Let’s check out some of the most common design patterns for Flutter engineers, along with practical examples to illustrate their power:
The patterns and principles I share here are helping teams at Heylixir build a scalable product with great user experience for both our customers and developers alike.
Singleton Pattern
Ever needed a central place to store app-wide data like user preferences or a theme manager? The Singleton pattern ensures only one instance of a class exists throughout the application. Imagine a single “SettingsManager” class that controls the app’s theme. Any part of your UI can access this manager to retrieve the current theme settings and style its widgets accordingly. For apps using GraphQL, imagine a single GraphQL client that you can use to execute queries and mutations. An even more common example is a websocket connection, your app will almost always need only one.
This is where this pattern can be utilized.
class SettingsManager {
static final SettingsManager _instance = SettingsManager._internal();
factory SettingsManager() => _instance;
SettingsManager._internal();
ThemeData _themeData = ThemeData.light();
void switchTheme() {
_themeData = _themeData.brightness == Brightness.light ? ThemeData.dark() : ThemeData.light();
// Notify listeners of theme change (implementation omitted for brevity)
}
ThemeData getTheme() => _themeData;
}Factory Method Pattern
When you need to dynamically generate UI elements based on data, The Factory Method pattern provides an interface for creating objects without specifying the exact class upfront. This allows for greater flexibility — for instance, a factory class could create different types of buttons (primary, secondary) based on the data it receives.
For sports lovers think of a dashboard showing the bets a user has placed but depending on the game result, the user can see a won or lost widget.
abstract class ButtonFactory {
Widget createButton(String text);
}
class PrimaryButtonFactory implements ButtonFactory {
@override
Widget createButton(String text) => ElevatedButton(onPressed: null, child: Text(text));
}
class SecondaryButtonFactory implements ButtonFactory {
@override
Widget createButton(String text) => TextButton(onPressed: null, child: Text(text));
}
// Usage
ButtonFactory buttonFactory = (isPrimary) => isPrimary ? PrimaryButtonFactory() : SecondaryButtonFactory();
Widget myButton = buttonFactory(true).createButton("Click Me"); // Creates a primary buttonProvider Pattern
The provider pattern is a lightweight state management solution ideal for efficient data management. It leverages InheritedWidget to propagate data changes down the widget tree.
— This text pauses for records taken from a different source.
PR #386, opened 2026-05-16
feat: [config] Stop hook block cap — loop guard for repeated rejections (#346)

### LINKED ISSUE #346: [config] Stop hook block cap — loop guard for repeated rejections
## What

Add a maximum consecutive block count for Stop hooks — when a Stop hook blocks the same tool N times consecutively (default 8), end the turn with a warning instead of looping forever.

## Why

Claude Code v2.1.143 fixed "stop hooks that block repeatedly looping forever". Our `HookManager` has no loop detection — a misconfigured Stop hook that always rejects can cause infinite retries, locking the session.

## How

- Modify `src/hooks/index.ts`:
  - Add constant `STOP_HOOK_BLOCK_CAP = 8`
  - Add `consecutiveBlocks: Map<string, number>` to `HookManagerImpl` class
  - In `execute()` method (line 474), for Stop event hooks: increment counter when hook returns `success: false`; reset counter when hook returns `success: true`
  - Add `getBlockCap()` helper that reads `ALEXI_STOP_HOOK_BLOCK_CAP` env var (parseInt, fallback to 8)
  - Add `capped: boolean` field to `HookResult` interface (line 68)
  - When counter >= cap, set `capped: true` on the result and skip further execution
  - Add `resetBlockCount(event?: string)` method for testing

- Modify `src/core/agenticChat.ts`:
  - After tool execution (line 494), call `executeHooks('Stop', context)` 
  - Check if any result has `capped: true` — if so, append warning message to conversation and `break` out of the loop
  - Warning text: `"[Hook Loop Guard] Stop hook blocked ${cap} consecutive times. Ending turn to prevent infinite loop."`

- Add tests in `tests/hooks/blockCap.test.ts`:
  - Test that counter increments on consecutive blocks
  - Test that counter resets on success
  - Test that cap triggers after N blocks
  - Test env var override (`ALEXI_STOP_HOOK_BLOCK_CAP=3`)
  - Test that `capped: true` is set on result

## Done when

- [ ] `HookManagerImpl` tracks consecutive blocks per hook
- [ ] Cap defaults to 8, configurable via `ALEXI_STOP_HOOK_BLOCK_CAP`
- [ ] Result includes `capped: true` when cap reached
- [ ] Tests pass for counter logic, reset, env var override

ausard:
## Summary

Automated implementation of #346 by **Kilo CLI** using SAP AI Core.

## Checks ✅

All checks pass

- ✅ typecheck
- ✅ lint
- ✅ format
- ✅ build
- ✅ tests

## Changes

- **Files changed**: 3
- **Branch**: `auto/346-config-stop-hook-block-cap-loop-guard-for-repeated`

## Review Checklist

---
Implemented by [Kilo CLI](https://kilo.ai) with SAP AI Core · Closes #346


ausard (commented):
## Code Review — Stop Hook Block Cap (Loop Guard)

### Summary
This PR implements a loop guard for Stop hooks that prevents infinite loops when a Stop hook repeatedly blocks (fails). After N consecutive failures (default 8, configurable via `ALEXI_STOP_HOOK_BLOCK_CAP` env var), the system forcefully ends the turn.

### CI Status
- ✅ TypeScript typecheck: Clean
- ✅ ESLint: 0 new errors (only pre-existing warnings)
- ✅ Prettier: All formatted
- ✅ Tests: 1900/1900 passing (including 13 new tests in `tests/hooks/blockCap.test.ts`)

### Code Quality Assessment

**Strengths:**
1. Clean implementation with proper separation of concerns — tracking logic stays in `HookManagerImpl`, integration is minimal in `agenticChat.ts`
2. Good test coverage: 13 tests covering default cap, env var override, invalid env values, consecutive block counting, cap triggering, reset functionality, and non-Stop event isolation
3. The `resetBlockCount()` API allows fine-grained or blanket resets
4. `clear()` properly also clears block counters

**Observations / Minor Suggestions:**

1. **`src/core/agenticChat.ts:511-523`** — The Stop hook check runs _after_ tool execution but _before_ the next LLM call. This is a reasonable placement. However, the `executeHooks('Stop', ...)` call triggers the actual Stop hooks every loop iteration just to check if we're capped. This means the hooks run as a side effect of the cap check. If the intent is purely a cap check, consider separating the "check if capped" from "execute hooks" — but given the current hooks architecture this is the pragmatic approach.

2. **`src/hooks/index.ts:502-516`** — When capped, the hook is skipped entirely (`continue`) and a synthetic failure result is pushed. This means the hook doesn't actually execute on the capped iteration, which is correct behavior for preventing infinite loops.

3. **`src/hooks/index.ts:545-555`** — Block count tracking increments on `!result.success`. This means _any_ hook failure (not just explicit blocks) counts toward the cap. If a hook has transient failures (e.g., network timeout on an HTTP hook), those would also increment the counter. This is likely intentional as a safety measure, but worth documenting explicitly.

4. **Env var is read on every call to `getBlockCap()`** — This allows runtime adjustment without restart, which is a nice property for debugging. The `parseInt` overhead is negligible.

5. **Hook key generation** (`${event}:${hook.type}:${hook.command ?? hook.url ?? hook.script ?? ''}`) — This uniquely identifies hooks. If someone registers two command hooks with the same command string on the same event, they'd share a counter. Edge case but worth noting.

### Verdict
**Approve** — Implementation is clean, well-tested, and solves the stated problem. No blocking issues found.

Think os a global list of user expenses for an expense app. The Provider pattern allows you to create a single ExpenseProvider that holds the counter state and “listens” for changes. Any widget down the tree that needs to display the expenses can access it through the Provider.
class MyExpensesProvider with ChangeNotifier {
DateTime startDate = DateTime.now().subtract(const Duration(days: 30));
DateTime endDate = DateTime.now();
bool isLoading = false;
String? error;
List<Expense> expsenses = [];
MyExpensesProvider() {
getExpenses();
}
getExpenses() async {
}
}Composition Pattern
Flutter’s main strength lies in its composable widget system. This aligns perfectly with the Composition Pattern, which promotes building complex UIs by assembling smaller, reusable widgets.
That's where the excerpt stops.